#### [WHAT YOU SHOULD DO]
Transcribe the records in their entirety, exactly as given.

#### [Collected data]

PR #119, opened 2016-05-23
Faster video recording

olegklimov:
Running environments with video recording turned on is painfully slow. Let's investigate. In `random_agent.py`:

```python
        for j in range(max_steps):
            action = agent.act(ob, reward, done)
            import time
            t1 = time.time()
            ob, reward, done, _ = env.step(action)
            t2 = time.time()
            print "step %0.2fms" % ((t2-t1)*1000)
```

Now let's try `python examples/agents/random_agent.py CartPole-v0`

```
step 101.11ms
step 99.19ms
step 98.89ms
step 100.18ms
step 99.97ms
step 99.45ms
step 100.70ms
step 99.77ms
step 100.09ms
```

Why 100ms? My computer, MacBook Pro 13" is connected to 4K monitor. Refresh rate is 30 Hz. Pyglet window is created with vsync=True. Every `viewer.window.flip()` waits for vsync. Then `viewer.get_array()` contains another two `flip()`. 1000ms/30*3 = 100ms. Not only this waits for another two vsync events, but is also jitters image a frame back and it's visible.

It doesn't affect resulting encoded video, but the process doesn't look pretty. 

This PR returns array without extra `flip()`s.

```
step 26.68ms
step 39.91ms
step 26.64ms
step 38.33ms
```

Effect is identical for `CartPole`, `Acrobot`, `MountainCar`, `Pendulum`, `LunarLander`, `BipedalWalker`.

Atari and MuJoCo needs to be checked.

### DIFF
--- a/gym/envs/box2d/bipedal_walker.py
+++ b/gym/envs/box2d/bipedal_walker.py
@@ -468,13 +468,7 @@ class BipedalWalker(gym.Env):
         self.viewer.draw_polygon(f, color=(0.9,0.2,0) )
         self.viewer.draw_polyline(f + [f[0]], color=(0,0,0), linewidth=2 )
 
-        self.viewer.render()
-        if mode == 'rgb_array':
-            return self.viewer.get_array()
-        elif mode is 'human':
-            pass
-        else:
-            return super(BipedalWalker, self).render(mode=mode)
+        return self.viewer.render(return_rgb_array = mode=='rgb_array')
 
 class BipedalWalkerHardcore(BipedalWalker):
     hardcore = True
--- a/gym/envs/box2d/lunar_lander.py
+++ b/gym/envs/box2d/lunar_lander.py
@@ -312,13 +312,7 @@ class LunarLander(gym.Env):
             self.viewer.draw_polyline( [(x, flagy1), (x, flagy2)], color=(1,1,1) )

#### [RESULT FOR THIS TASK]
PR #119, opened 2016-05-23
Faster video recording

olegklimov:
Running environments with video recording turned on is painfully slow. Let's investigate. In `random_agent.py`:

```python
        for j in range(max_steps):
            action = agent.act(ob, reward, done)
            import time
            t1 = time.time()
            ob, reward, done, _ = env.step(action)
            t2 = time.time()
            print "step %0.2fms" % ((t2-t1)*1000)
```

Now let's try `python examples/agents/random_agent.py CartPole-v0`

```
step 101.11ms
step 99.19ms
step 98.89ms
step 100.18ms
step 99.97ms
step 99.45ms
step 100.70ms
step 99.77ms
step 100.09ms
```

Why 100ms? My computer, MacBook Pro 13" is connected to 4K monitor. Refresh rate is 30 Hz. Pyglet window is created with vsync=True. Every `viewer.window.flip()` waits for vsync. Then `viewer.get_array()` contains another two `flip()`. 1000ms/30*3 = 100ms. Not only this waits for another two vsync events, but is also jitters image a frame back and it's visible.

It doesn't affect resulting encoded video, but the process doesn't look pretty. 

This PR returns array without extra `flip()`s.

```
step 26.68ms
step 39.91ms
step 26.64ms
step 38.33ms
```

Effect is identical for `CartPole`, `Acrobot`, `MountainCar`, `Pendulum`, `LunarLander`, `BipedalWalker`.

Atari and MuJoCo needs to be checked.

### DIFF
--- a/gym/envs/box2d/bipedal_walker.py
+++ b/gym/envs/box2d/bipedal_walker.py
@@ -468,13 +468,7 @@ class BipedalWalker(gym.Env):
         self.viewer.draw_polygon(f, color=(0.9,0.2,0) )
         self.viewer.draw_polyline(f + [f[0]], color=(0,0,0), linewidth=2 )
 
-        self.viewer.render()
-        if mode == 'rgb_array':
-            return self.viewer.get_array()
-        elif mode is 'human':
-            pass
-        else:
-            return super(BipedalWalker, self).render(mode=mode)
+        return self.viewer.render(return_rgb_array = mode=='rgb_array')
 
 class BipedalWalkerHardcore(BipedalWalker):
     hardcore = True
--- a/gym/envs/box2d/lunar_lander.py
+++ b/gym/envs/box2d/lunar_lander.py
@@ -312,13 +312,7 @@ class LunarLander(gym.Env):
             self.viewer.draw_polyline( [(x, flagy1), (x, flagy2)], color=(1,1,1) )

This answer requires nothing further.